The country has lost its bid to become an accredited venue for the American licensure exams for foreign nurses due to an alleged test leakage in the 2006 local nursing board exams.
Dante Ang, chairman of the Commission on Filipinos Overseas (CFO), said he had received information that the country's application to be included in the list of international testing centers of the US National Commission on Licensure Examination (NCLEX) has been put on hold.
"We will not be included in the agenda of the [National Council of State Boards of Nursing] (NCSBN) to be considered as a testing site,".
"Na-defer tayo. (We were deferred.) We will not be in the agenda in the near future," he added.
Ang said several NCSBN officials visited the Philippines last March to discuss the country's bid to become an accredited international venue for the US nursing licensure exam. He said at least 83 percent of NCLEX examinees in international testing centers, particularly in Hong Kong, Guam and Saipan, are Filipinos.
He told that the country "had already reached third base" to hold the NCLEX exam here before reports of the local nursing board exam leakage broke out. He added that NCSBN officials are closely monitoring the developments of the investigation on the test leakage.
"We need to be very open about this investigation. We need to uphold our dignity, uphold our honor and prosecute the guilty parties," he said.
He added that the CFO and other government agencies will work to revive the country's bid as a foreign testing center for NCLEX in future NCSBN meetings.
He said the NCSBN has no set timetable on when it approves applications for foreign testing centers.
A Professional Regulation Commission report earlier said a Philippine Nursing Association official paid P7 million to get a leakage from members of the PRC Board of Nursing (BON) who drafted the nursing board exams. The PRC report said the PNA official got questions and answers from Tests 3 and 5 of the board exams.
PNA president George Cordero, the official implicated in the PRC report, resigned last week after the Senate started investigating the scandal.
Nursing board members including two officials who allegedly leaked the test questions and answers have also offered to resign but were denied.
Ang said the government should immediately accept the resignations of the officials.
He also called for a review of the requirements for PNA officials and BON members. He said faculty members of colleges of nursing or owners of review centers should not sit as PNA or BON officials because of conflict of interest.
Arkansas won't take 2006 nursing board passers
Ang said he has received news that the state of Arkansas will not accept 2006 nursing board passers because of questions of competence as a result of the test leakage.
He said government agencies tasked to monitor the country's bid to hold NCLEX exams locally will petition the Court of Appeals to invalidate the oath-taking of nurses last week and impose a mandatory retake of tests 3 and 5 of the board exams.
Members of the task force include CFO, PRC, National Bureau of Investigation, Department of Justice, Department of Foreign Afairs and the Philippine National Police.

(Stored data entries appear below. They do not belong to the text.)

PR #2093, opened 2022-11-07
Add a simpler analyzer, which is also now successfully emitting ExecutionHits!

wimax-grapl:
Our existing analyzer, which looks for a parent-child relationship, was not triggering and was very hard to debug why.

I've added lots of debug logging to help diagnose, which led me to realize analyzers are currently relatively broken. So I fixed those breaks!

Anyway, this new analyzer now successfully emits an ExecutionHit back to PWQ. I'll integrate that into e2e test enforcement next!

### DIFF
--- a/src/python/grapl-plugin-sdk/example_analyzers/process_named_svchost.py
+++ b/src/python/grapl-plugin-sdk/example_analyzers/process_named_svchost.py
@@ -1,3 +1,7 @@
+"""
+This is meant as an extremely simple Analyzer to get the pipeline to fire
+during integration tests.
+"""
 from datetime import datetime
 
 from grapl_plugin_sdk.analyzer.analyzer import (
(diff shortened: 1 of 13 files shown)


src/python/grapl-plugin-sdk/example_analyzers/process_named_svchost.py
```diff
@@ -0,0 +1,81 @@
...
+)
+from python_proto.api.plugin_sdk.analyzers.v1beta1.messages import (
+    AnalyzerName,
+    ExecutionHit,
+)
+from python_proto.common import Timestamp
+from python_proto.grapl.common.v1beta1.messages import NodeType, PropertyName
+
+
+class ProcessNamedSvchost(Analyzer):
```
wimax-grapl, line 27: # The majority of this analyzer, including its comments like "???" are just copied from the suspicious_svchost_analyzer. The main difference is the node query is way simpler.

ghost (approved):
So far this makes sense to me

jgrillo-grapl (approved):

Ang said the task force is backing a petition filed by the UST College of Nursing Faculty Association, League of Concerned Nurses and Binuklod na Samahan ng Student Nurses to invalidate the oath-taking and order the mandatory retaking of two exams in the 2006 nursing board.
Ang said the task force will draft a resolution and submit it to the Court of Appeals this week.
"I would like to apologize to those who already took their oaths and those who didn't cheat but we think this is the only way to remove the taint (of the leakage) in their marks," he told DZMM.
He said a PRC resolution invalidating two portions of the exams that were allegedly leaked lowers the standards for new nurses.